# Another new 19 owner



## zfrme66 (Nov 14, 2011)

Just curious what type and brand of ammo everybody uses?


----------



## FNISHR (Aug 9, 2011)

I practice with whatever is cheap, except Tula. A guy I know caught a primer and some hot gasses in the face firing Tula. When the weapon is on my night stand (that would be every night), I have it full of Speer Gold Dots.


----------



## JackRossAmmo (Dec 2, 2011)

We manufacture out of Reno and usually have competitive prices due to the fact we are a fairly new company. Should check out our website @ Jack Ross Ammunition - Made in the USA - Wholesale, Large and Small Quantities


----------



## ronmail65 (Jan 18, 2011)

FNISHR said:


> *I practice with whatever is cheap*, except Tula.

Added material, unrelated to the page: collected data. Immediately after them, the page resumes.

PR #2024, opened 2021-11-08
Fix AutoClip handling on generate

### LINKED ISSUE #2023: Autoclip on `generate` broken
### Summary
Currently, autoclip on `generate` does not work as I beieve was intended. 

Clip-on-generate currently works by checking whether one of two conditions are met:
1. Is the `-c` flag `true`
2. Is `autoclip` true and is output _being redirected_  

I belive (2.) to be incorrect autoclipping behavior, and discordant with the comment preceding it:

```
// copy to clipboard if:
// - explicitly requested with -c
// - autoclip=true, but only if output is not being redirected
if IsClip(ctx) || (s.cfg.AutoClip && !ctxutil.IsTerminal(ctx)) 
```

As can be seen, the code actually checks that output _is_ being redirected, i.e. the output file descriptor is _not_ a TTY. 

### Steps To Reproduce

1. `gopass config autoclip true` 
2. `gopass generate -f foobar 24`
3. Prints "Not printing secrets by default. Use 'gopass show foobar' to display the password.". Contents of `foobar` will not be copied to clipboard 

*Unexpected behavior*
1. `gopass config autoclip true`
2. `gopass generate -f foobar 24 | cat`
3. Prints "Copied to clipboard". Contents of `foobar` _will_  be copied to clipboard 

### Expected behavior
In the above scenarios, I exect the contents of `foobar` to be copied to the clipboard in the first scenario, but not the second. In other words, the inverse of the actual behavior. 

### Environment
- OS: Ubuntu 20.04
- OS version: 5.13.0-7614-generic #14~1631647151~20.04~930e87c~dev-Ubuntu SMP Thu Sep 16 19:26:07  x86_64 x86_64 x86_64 GNU/Linux
- gopass Version: gopass 1.12.8-git+HEAD go1.17.1 linux amd64
- Installation method: `go install` of latest 

### Additional context
I'm happy to submit a PR for the fix if this is confirmed to be unexpected behavior.

dominikschulz:
Fixes #2023

RELEASE_NOTES=[BUGFIX] Fix AutoClip handling on generate

### DIFF
--- a/internal/action/generate.go
+++ b/internal/action/generate.go
@@ -120,7 +120,7 @@ func (s *Action) generateCopyOrPrint(ctx context.Context, c *cli.Context, name, 
 	// copy to clipboard if:
 	// - explicitly requested with -c
 	// - autoclip=true, but only if output is not being redirected
-	if IsClip(ctx) || (s.cfg.AutoClip && !ctxutil.IsTerminal(ctx)) {
+	if IsClip(ctx) || (s.cfg.AutoClip && ctxutil.IsTerminal(ctx)) {
 		if err := clipboard.CopyTo(ctx, name, []byte(password), s.cfg.ClipTimeout); err != nil {
 			return ExitError(ExitIO, err, "failed to copy to clipboard: %s", err)
 		}
--- a/internal/action/generate_test.go
+++ b/internal/action/generate_test.go
@@ -150,6 +150,32 @@ func TestGenerate(t *testing.T) {
 		assert.NoError(t, act.Generate(gptest.CliCtxWithFlags(ctx, t, map[string]string{"force": "true", "xkcd": "true", "print": "true", "lang": "en"}, "foobar", "baz")))
 		buf.Reset()
 	})
+
+	// generate --force foobar 24 w/ autoclip and output redirection
+	t.Run("generate --force foobar 24", func(t *testing.T) {
+		ov := act.cfg.AutoClip
+		defer func() {
+			act.cfg.AutoClip = ov
+		}()
+		act.cfg.AutoClip = true
+		ctx := ctxutil.WithTerminal(ctx, false)
+		assert.NoError(t, act.Generate(gptest.CliCtxWithFlags(ctx, t, map[string]string{"force": "true"}, "foobar", "24")))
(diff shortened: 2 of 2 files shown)


internal/action/generate.go
```diff
@@ -120,7 +120,7 @@ func (s *Action) generateCopyOrPrint(ctx context.Context, c *cli.Context, name,
 	// copy to clipboard if:
 	// - explicitly requested with -c
 	// - autoclip=true, but only if output is not being redirected
-	if IsClip(ctx) || (s.cfg.AutoClip && !ctxutil.IsTerminal(ctx)) {
+	if IsClip(ctx) || (s.cfg.AutoClip && ctxutil.IsTerminal(ctx)) {
```
AnomalRoil, line 123: Maybe I should be replacing the content of my new function `out.IsOutputRedirected`  by this then.
I'm not sure how `ctxutil.IsTerminal(ctx)` behaves when we are piping stuff but in a terminal.

internal/action/generate_test.go
```diff
@@ -150,6 +150,32 @@ func TestGenerate(t *testing.T) {
...
+	// generate --force foobar 24 w/ autoclip and output redirection
+	t.Run("generate --force foobar 24", func(t *testing.T) {
+		ov := act.cfg.AutoClip
+		defer func() {
+			act.cfg.AutoClip = ov
+		}()
+		act.cfg.AutoClip = true
+		ctx := ctxutil.WithTerminal(ctx, false)
+		assert.NoError(t, act.Generate(gptest.CliCtxWithFlags(ctx, t, map[string]string{"force": "true"}, "foobar", "24")))
+		assert.Contains(t, buf.String(), "Not printing secrets by default")
```
AnomalRoil, line 163: Are we printing this on `StdOut`? If so we might want to consider doing that on `StdErr` instead in a future PR.

AnomalRoil (approved):
LGTM

internal/action/generate.go
AnomalRoil: Now in #2025

internal/action/generate_test.go
dominikschulz: Yes, I think this goes to stdout right now.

A guy I know caught a primer and some hot gasses in the face firing Tula. When the weapon is on my night stand (that would be every night), *I have it full of Speer Gold Dots*.


Same here!


----------



## Baldy (Jun 21, 2006)

I roll my own and I use Speer Gold Dots 124gr hollow points for carry. I practice with flat nose Speer 124grs. I use mixed cases and the same powder charge for both.


----------



## jakeleinen1 (Jul 20, 2011)

Me and my brother shoot Glocks with Federal sometimes, mostly Winchester White Box 115 grain and some 145 grain hollowpoints from Winchester and Horandy


----------